Ещё одним плюсом можно считать то, что унифицированная шейдерная архитектура также эффективна при работе с OpenGL и DirectX ранних версий, поскольку изначально не закладывается никаких ограничений по использованию унифицированных шейдеров для обработки пиксельных и вершинных шейдеров с любой моделью API. На то они и унифицированные, чтобы всё уметь! : )

----------


## radio666

таааак.... стоп... уже слышу вопросы : ) 
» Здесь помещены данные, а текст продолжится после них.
Issue #1060, opened 2022-10-03
add BleakAdapter class


dlech:
This is a feature request to add a new `BleakAdapter` class to provide access to the system Bluetooth adapter.

This class should have a property for getting the adapter state (powered on, powered off, not present, not authorized) and allow registering a callback for when the adapter state changes. This could fix #320.

It could also have a method to get already connected Bluetooth devices. This could fix #367.

Additionally, it could provide an eaiser way to specify which adapter to use on Linux (instead of passing the adapter arg to each BleakScanner and BleakClient).

Creation of this object will necessarily be async due to the OS APIs that would need to be used, so this should have an async `default_adapter()` class (or static) method to get the adapter (currently all OSes other than Linux only allow one Bluetooth adapter) instead of an `__init__` method.

JPHutchins:
This seems to be a requirement in the case that Windows 10 has bonded with the device, I will be investigating.

bdraco:
Feel free to lift any code that might be useful from https://github.com/bluetooth-devices/bluetooth-adapters

JPHutchins:
Another resource for future reference https://github.com/IanSavchenko/BleLab.  I've confirmed that I can (only) access bonded devices with this tool.

dlech:
Partial progress on this is being done in #1966.

PR #1681, opened 2024-11-01
Added support for Google´s Bumble Bluetooth Controller stack

vChavezB:
The backend supports direct use with [Bumble](https://google.github.io/bumble/). The HCI Controller is managed by the Bumble stack and the transport layer can be defined by the user (e.g. VHCI, Serial, TCP, android-netsim).

Use cases for this backend are:

1. Bluetooth Functional tests without Hardware. Example of Bluetooth stacks that
   support virtualization are Android Emulator and Zephyr RTOS.
2. Virtual connection between different HCI Controllers that are not in the same
    radio network (virtual or physical).
    
    
To enable this backend the env. variable `BLEAK_BUMBLE` must be set.

At the moment this is an experimental backend and would like to get some feedback from users and the devs of bleak :)


vChavezB:
Fixed some linting and doc issues.

JPHutchins:
It looks like you may not have updated the lock file.  Please run `poetry lock --no-update`, commit, and push. thanks!

bleak/backends/bumble/client.py
```diff
@@ -0,0 +1,293 @@
...
+
+        """
+        if not self.is_connected:
+            raise BleakError("Not connected")
+
+        if self.services is not None:
+            return self.services
+
+        new_services = BleakGATTServiceCollection()
+        self._peer = Peer(self._connection)
```
JPHutchins, line 128: This is a type error; self._peer already has static type None - is it something OR nothing or is it always guaranteed to be something?  Should it be a mutable variable that is global to the class or should it be an immutable variable local to the function it's used in?

bleak/backends/bumble/client.py
```diff
@@ -0,0 +1,293 @@
...
+            char_specifier (BleakGATTCharacteristic, int, str or UUID): The characteristic to read from,
+                specified by either integer handle, UUID or directly by the
+                BleakGATTCharacteristic object representing it.
+
+        Returns:
+            (bytearray) The read data.
+
+        """
+        if not isinstance(char_specifier, BleakGATTCharacteristic):
+            characteristic = self.services.get_characteristic(char_specifier)
```
JPHutchins, line 164: Type error - services can be None.

bleak/backends/bumble/client.py
```diff
@@ -0,0 +1,293 @@
...
+        """Perform read operation on the specified GATT descriptor.
+
+        Args:
+            handle (int): The handle of the descriptor to read from.
+
+        Returns:
+            (bytearray) The read data.
+
+        """
+        descriptor = self.services.get_descriptor(handle)
```
JPHutchins, line 184: Type error; services can be None

bleak/backends/bumble/client.py
```diff
@@ -0,0 +1,293 @@
...
+        if not descriptor:
+            raise BleakError("Descriptor {} was not found!".format(handle))
```
JPHutchins, line 186: Prefer f strings

bleak/backends/bumble/client.py
```diff
@@ -0,0 +1,293 @@
...
+        val = await descriptor.obj.read_value()
+        logger.debug("Read Descriptor {0} : {1}".format(handle, val))
```
JPHutchins, line 188: Prefer f-strings

JPHutchins (commented):
Looks amazing!

Starting with a first round of type safety. While Bleak does not have 100% type coverage, I won't support any new python - in any context - that does not have 100% type coverage. That's just my opinion, and I'm happy to PR for it if it's too much of a lift.

I'll stay tuned to this and test it out on HW ASAP!

JPHutchins:
Re: the overall API.  If this is merged, I think that it should be importable as a separate class.  BleakClient can remain as an OS-selected class, but BumbleClient should be separately importable.  BumbleClient would be fully compatible with BleakClient - that is, they implement the same interface, Protocol, ABC, whatever you want to call it.

bleak/backends/bumble/__init__.py
```diff
@@ -0,0 +1,32 @@
+# SPDX-License-Identifier: MIT
+# Copyright (c) 2024 Victor Chavez
+"""Bumble backend."""
+
+from bumble.controller import Controller
+from bumble.link import LocalLink
+from bumble.transport import open_transport
+
+transports = {}
```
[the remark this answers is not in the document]
JPHutchins: Like why are these serialized to strings?  OMG, it parses them:

```python
scheme, *tail = name.split(':', 1)
    spec = tail[0] if tail else None
    metadata = None
    if spec:
        # Metadata may precede the spec
        if spec.startswith('['):
            metadata_str, *tail = spec[1:].split(']')
            spec = tail[0] if tail else None
            metadata = dict([entry.split('=') for entry in metadata_str.split(',')])
```
🤦‍♀️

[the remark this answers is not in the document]
JPHutchins: When Guido left Google he should have taken Python with him...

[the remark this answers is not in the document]
vChavezB: I think bumble uses directly strings. See [here](https://github.com/google/bumble/blob/b78f8951430e8b4c0f9ef14818666dbede97b009/bumble/transport/__init__.py#L106).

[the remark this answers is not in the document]
JPHutchins: Actually there are hidden imports here which is going to be made for compiling binaries...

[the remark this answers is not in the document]
JPHutchins: > I think bumble uses directly strings. See [here](https://github.com/google/bumble/blob/b78f8951430e8b4c0f9ef14818666dbede97b009/bumble/transport/__init__.py#L106).

Agreed - that API is bumming me out.  It should deserialize to some well defined types and then pass those to open the transport.  I see it was done this way to allow user input from the command line into this function.

vChavezB:
I agree, the Bumble client is largely OS independent (except for the transports that use the Linux HCI device). So it could be imported separately.

Thanks for the feedback on type safety! It really helps to remove ambiguity in Python and help other developers understand the intent of the code. I will apply the suggestions you mentioned.

JPHutchins:
> I agree, the Bumble client is largely OS independent (except for the transports that use the Linux HCI device). So it could be imported separately.
> 
> Thanks for the feedback on type safety! It really helps to remove ambiguity in Python and help other developers understand the intent of the code. I will apply the suggestions you mentioned.

Glad you like it! I was annoyed when I first saw it being required in projects but now I'm a "kool-aid drinker" 🤣!  It does in fact eliminate an entire class of runtime bugs that Python applications tend to suffer from.

bleak/backends/bumble/client.py
```diff
@@ -0,0 +1,293 @@
...
+
+        Returns:
+            Boolean representing connection status.
+
+        """
+        await start_transport(self._adapter)
+        await self._dev.power_on()
+        await self._dev.connect(self.address)
+
+        self.services = await self.get_services()
```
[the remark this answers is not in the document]
vChavezB: Good catch.  I checked the other backends and only p4android returns a boolean. Seems that an issue should be raised separately to verify the complete type safety of the project.

vChavezB:
I have applied some of the suggestions from @JPHutchins. I will also check the typesafety of the changes in this PR.

bleak/backends/bumble/__init__.py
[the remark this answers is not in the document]
vChavezB: I checked the Transports from bumble and I am not sure its trivial. The implementation specific transports are defined locally inside the function that opens each transport. 

Example for the TCP Server 

https://github.com/google/bumble/blob/b78f8951430e8b4c0f9ef14818666dbede97b009/bumble/transport/tcp_server.py#L65

This requires a PR to the bumble project to allow users to access the Transport implementations.

What I could do in the meantime is add enums to the strings of the transport with argument `adapter` and a separate argument string for the specific parameters that the transport needs.

bleak/backends/bumble/scanner.py
```diff
@@ -0,0 +1,124 @@
...
+        await start_transport(self._adapter)
+        await self.device.power_on()
+        await self.device.start_scanning(active=self._scan_active)
+
+    async def stop(self) -> None:
+        await self.device.stop_scanning()
+        await self.device.power_off()
+
+    def set_scanning_filter(self, **kwargs) -> None:
+        # Implement scanning filter setup
```
dlech, line 123: Is this a TODO?

bleak/backends/bumble/utils.py
```diff
@@ -0,0 +1,9 @@
+# SPDX-License-Identifier: MIT
+# Copyright (c) 2024 Victor Chavez
+def uuid_bytes_to_str(byte_data: bytes) -> str:
```
dlech, line 3: Why not use the `uuid` module from the standard library for this?

docs/backends/bumble.rst
```diff
@@ -0,0 +1,116 @@
...
+
+Use cases for this backend are:
+
+1. Bluetooth Functional tests without Hardware. Example of Bluetooth stacks that
+   support virtualization are |android_emulator| and |zephyr|.
+2. Connection of HCI Controllers that are not in the same radio network (virtual or physical).
+
+.. note::
+
+    To select this backend set the environmental variable ``BLEAK_BUMBLE``.
```
dlech, line 16: The environment variable should contain the transport info.

The idea is that users should just have to set the environment variable and use any Bleak script with the Bumble backend without having to modify any code.

docs/backends/bumble.rst
```diff
@@ -0,0 +1,116 @@
+Bumble backend
+===============
+
+This backend adds support for the |bumble| Bluetooth Controller Stack from Google.
+The backend enables support of multiple |bumble_transport| to communicate with
+a physical or virtual HCI controller.
+
+Use cases for this backend are:
```
dlech, line 8: I think the serial/USB use case is worth mentioning here too. (Probably as number 1)

pyproject.toml
```diff
@@ -38,6 +38,7 @@ bleak-winrt = { version = "^1.2.0", markers = "platform_system=='Windows'", pyth
 "winrt-Windows.Foundation.Collections" = { version = "^2", markers = "platform_system=='Windows'", python = ">=3.12" }
 "winrt-Windows.Storage.Streams" = { version = "^2", markers = "platform_system=='Windows'", python = ">=3.12" }
 dbus-fast = { version = ">=1.83.0, < 3", markers = "platform_system == 'Linux'" }
+bumble = "^0.0.201"
```
dlech, line 41: I think this should be an optional dependency (i.e. only installed if `pip install bleak[bumble]`). Otherwise it is going to bring in a lot of other dependencies that most people don't need.

tests/bleak/backends/bumble/test_scanner.py
```diff
@@ -0,0 +1,60 @@
+#!/usr/bin/env python
+
+"""Tests for `bleak.backends.bumble` package, specifically scanning and advertising functionality."""
+
+import asyncio
+from queue import Queue
```
dlech, line 6: Why not asyncio Queue?

dlech (commented):
This looks really nice!

 I think it will be useful for people who have devices that don't work so well with the various OS Bluetooth stacks. And it could be useful for providing a test backend for anyone that needs some serious testing.

>  I think that it should be importable as a separate class.

I disagree with this suggestion. I would like to be able to run any script with or without the Bumble backend, so no code changes should be required to use the Bumble backend. I also don't want a bunch of features being added that aren't supported on other backends, so having a separate class should not be necessary.

docs/backends/android.rst
```diff
@@ -1,7 +1,7 @@
 Android backend
 ===============
 
-For an example of building an android bluetooth app, see 
+For an example of building an android bluetooth app, see
```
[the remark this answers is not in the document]
vChavezB: Yes, it was not my intention to modify code that is not related to this PR. Must have occured while I was formatting my changes.

bleak/backends/bumble/client.py
```diff
@@ -0,0 +1,309 @@
...
+        Returns:
+            Boolean representing connection status.
+
+        """
+        await start_transport(self._adapter)
+        await self._dev.power_on()
+        await self._dev.connect(self.address)
+
+        self.services: BleakGATTServiceCollection = await self.get_services()
+        return self.is_connected
```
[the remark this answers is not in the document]
vChavezB: According to the docs of the BleakClient class it should be

`Boolean representing connection status.`

Thanks for the clarification.

bleak/backends/bumble/client.py
```diff
@@ -0,0 +1,309 @@
...
+
+    async def connect(self, **kwargs) -> bool:
+        """Connect to the specified GATT server.
+
+        Returns:
+            Boolean representing connection status.
+
+        """
+        await start_transport(self._adapter)
+        await self._dev.power_on()
```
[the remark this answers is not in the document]
vChavezB: If there a BleakAdapter is proposed I am glad to use it instead.

bleak/backends/bumble/client.py
```diff
@@ -0,0 +1,309 @@
...
+    ) -> None:
+        """
+        Perform a write operation on the specified GATT characteristic.
+
+        Args:
+            characteristic: The characteristic to write to.
+            data: The data to send.
+            response: If write-with-response operation should be done.
+        """
+        await characteristic.obj.write_value(data)
```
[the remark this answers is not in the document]
vChavezB: I will check how this is done in Bumble.

According to the bluetooth spec. you are referring to this ?

grafik

bleak/backends/bumble/client.py
```diff
@@ -0,0 +1,309 @@
...
+
+        """
+        descriptor = self.services.get_descriptor(handle)
+        if not descriptor:
+            raise BleakError(f"Descriptor {handle} was not found!")
+        await descriptor.obj.write_value(data)
+        logger.debug(f"Write Descriptor {handle} : {data}")
+
+    def __notify_handler(self, characteristic: BleakGATTCharacteristic, value):
+        for sub in self._subs[characteristic.obj.uuid]:
```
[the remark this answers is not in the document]
vChavezB: True, thanks for the info!

bleak/backends/bumble/scanner.py
```diff
@@ -0,0 +1,124 @@
...
+SERVICE_UUID_TYPES = [
+    AdvertisingData.COMPLETE_LIST_OF_128_BIT_SERVICE_CLASS_UUIDS,
+    AdvertisingData.COMPLETE_LIST_OF_16_BIT_SERVICE_CLASS_UUIDS,
+    AdvertisingData.COMPLETE_LIST_OF_32_BIT_SERVICE_CLASS_UUIDS,
+    AdvertisingData.INCOMPLETE_LIST_OF_16_BIT_SERVICE_CLASS_UUIDS,
+    AdvertisingData.INCOMPLETE_LIST_OF_32_BIT_SERVICE_CLASS_UUIDS,
+    AdvertisingData.INCOMPLETE_LIST_OF_128_BIT_SERVICE_CLASS_UUIDS,
+]
+
+SCANNER_MAC_ADDR = "F0:F1:F2:F3:F4:F5"
```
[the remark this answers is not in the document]
vChavezB: Just an arbitrary value.

bleak/backends/bumble/scanner.py
```diff
@@ -0,0 +1,124 @@
...
+        self.device.host.controller = Controller("Scanner", link=get_link())
+        self.device.listener = self
+        self._scan_active = scanning_mode == "active"
+        self._adapter: BumbleTransport = kwargs.get("adapter", get_default_transport())
+
+    def on_advertisement(self, advertisement: Advertisement):
+        service_uuids: List[str] = []
+        service_data: Dict[str, AdvertisingDataObject] = {}
+        local_name = advertisement.data.get(AdvertisingData.COMPLETE_LOCAL_NAME)
+        if not local_name:
```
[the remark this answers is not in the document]
vChavezB: I will double check again what do I get if the device does not advertise the complete local name

bleak/backends/bumble/scanner.py
vChavezB: Yes, I have not checked in detail what type of filters can you set with Bumble

bleak/backends/bumble/client.py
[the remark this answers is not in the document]
vChavezB: Nevermind, it was really easy. Bumble provides an argument for this.

bleak/backends/bumble/scanner.py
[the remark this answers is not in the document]
vChavezB: I checked again, and the local name might be empty. I was reading the Bluetooth Core Spec v6.0 and from what I understood is that it is desirable to include the local name but not a must.

bleak/backends/bumble/scanner.py
```diff
@@ -0,0 +1,124 @@
...
+        manuf_data = advertisement.data.get(AdvertisingData.MANUFACTURER_SPECIFIC_DATA)
+        for uuid_type in SERVICE_UUID_TYPES:
+            adv_uuids = advertisement.data.get(uuid_type)
+            if adv_uuids is None:
+                continue
+            if not isinstance(adv_uuids, list):
+                continue
+            for uuid in adv_uuids:
+                if uuid not in service_uuids:
+                    service_uuids.append(str(uuid))
```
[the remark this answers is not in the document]
vChavezB: The type of `adv_uuids` is a List of `Bumble.Core.UUID`.  Which is not a normalized uuid but a custom class from bumble.

I have to convert it to string to get the string representation, otherwise the implementation specific class for a UUID from Bumble is used.

bleak/backends/bumble/utils.py
vChavezB: I should have made this more clear. The function should convert data bytes from the custom UUID class from bumble (bumble.core.UUID). This is not a standard uuid and requires a conversion.

Example

- **Shortened 16 bit UUID**: 0x1800
- **bumble UUID string representation**: 'UUID-16:1800 (Generic Access)'
- **bumble UUID bytes representation:** b'\x00\x18'

bleak/backends/bumble/client.py
```diff
@@ -0,0 +1,309 @@
...
+
+        Returns:
+            Boolean representing connection status.
+
+        """
+        await start_transport(self._adapter)
+        await self._dev.power_on()
+        await self._dev.connect(self.address)
+
+        self.services: BleakGATTServiceCollection = await self.get_services()
```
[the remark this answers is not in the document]
vChavezB: What do you mean by disconnect? 

should I do wrap it around a `try` statement ? 

or do you mean if the BLE device does not have any services we should disconnect?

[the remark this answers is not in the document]
vChavezB: I did not find any similar logic in the backends that refer to check if the service fails. The only one is the WinRT where this is raised: https://github.com/hbldh/bleak/blob/e01e2640994b99066552b6161f84799712c396fa/bleak/backends/winrt/client.py#L796

vChavezB:
Resolved some of the reviews pending is:

- Wait for Answer to https://github.com/hbldh/bleak/pull/1681#discussion_r1827566918
- Wait for PR for Bleak adapter ? https://github.com/hbldh/bleak/issues/1060
- Wait for PR (?) to get Rid of BleakGattChar, BleakGatt Svc , see https://github.com/hbldh/bleak/pull/1681#discussion_r1827081869 
- Wait for comment on detailed description of USB/Serial use case. See https://github.com/hbldh/bleak/pull/1681#discussion_r1827470772
- Define exactly expected use cases for bumble https://github.com/hbldh/bleak/pull/1681#discussion_r1827656973

JPHutchins:
> I disagree with this suggestion. I would like to be able to run any script with or without the Bumble backend, so no code changes should be required to use the Bumble backend. I also don't want a bunch of features being added that aren't supported on other backends, so having a separate class should not be necessary.

I think that this works for me.  My application can simply specify the Bumble backend, right?

https://github.com/hbldh/bleak/blob/e01e2640994b99066552b6161f84799712c396fa/bleak/__init__.py#L517

Obviously I cannot ask users to be setting environment variables 🤣.

Note to self: investigate import times due to use of runtime vs compile time OS checks: https://github.com/hbldh/bleak/blob/e01e2640994b99066552b6161f84799712c396fa/bleak/backends/client.py#L250-L274

dlech:
> My application can simply specify the Bumble backend, right?

Yes, if you have an application that requires the Bumble backend and doesn't work with other backend, that is fine. 



> Obviously I cannot ask users to be setting environment variables 🤣.

Of course! But your application could set the environment variable itself after it starts too. But the `backend` arg seems like the more straightforward way to do it.

vChavezB:
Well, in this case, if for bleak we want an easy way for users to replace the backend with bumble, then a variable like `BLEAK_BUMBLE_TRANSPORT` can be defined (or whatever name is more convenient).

Давайте разберёмся во всём по-порядку... : )
Самую подробную информацию вы легко получите с помощью Яndex'а..., но я вам порекомендую обратиться сразу к статье Direct3D 10: преимущества нового стандарта

Краткие выдержки из которой приведу здесь...

*Что такое DirectX*
DirectX - это интерфейс прикладного программирования (API). В стандарт DirectX входят разные API, отвечающие за различные медийные функции:
Устройства ввода
*DirectInput* - API для устройств ввода, включая клавиатуры, мыши, джойстики, гейм-пады и устройства с силовой отдачей.
Звук
*DirectSound* - Низкоуровневый аппаратный API, который служит интерфейсом между приложениями и звуковой картой. Через этот API можно управлять аппаратными буферами, громкостью, высотой тона и позиционированием отдельных звуков.
*DirectMusic* - Высокоуровневый API, способный смешивать множество звуков. Он может воспроизводить MIDI, а также различные звуки с индивидуальными уровнями громкости и другими параметрами.
Видео
*Direct3D* - API, благодаря которому на вашем экране появляется изображение. Это низкоуровневый интерфейс, который позволяет обрабатывать 3D-объекты с помощью аппаратных ускорителей (видеокарт).
*DirectDraw* - API отвечавший ранее за обработку 2D, но в текущей версии обработка 2D-функций была перенесена в Direct3D.

...ещё вопросыИ? : ) ...задавайте их прямо сейчас! Будем вместе искать ответы!

----------


## Ice

nVidia выпустила SDK для G80-теперь GPU может обсчитывать не только видео!

----------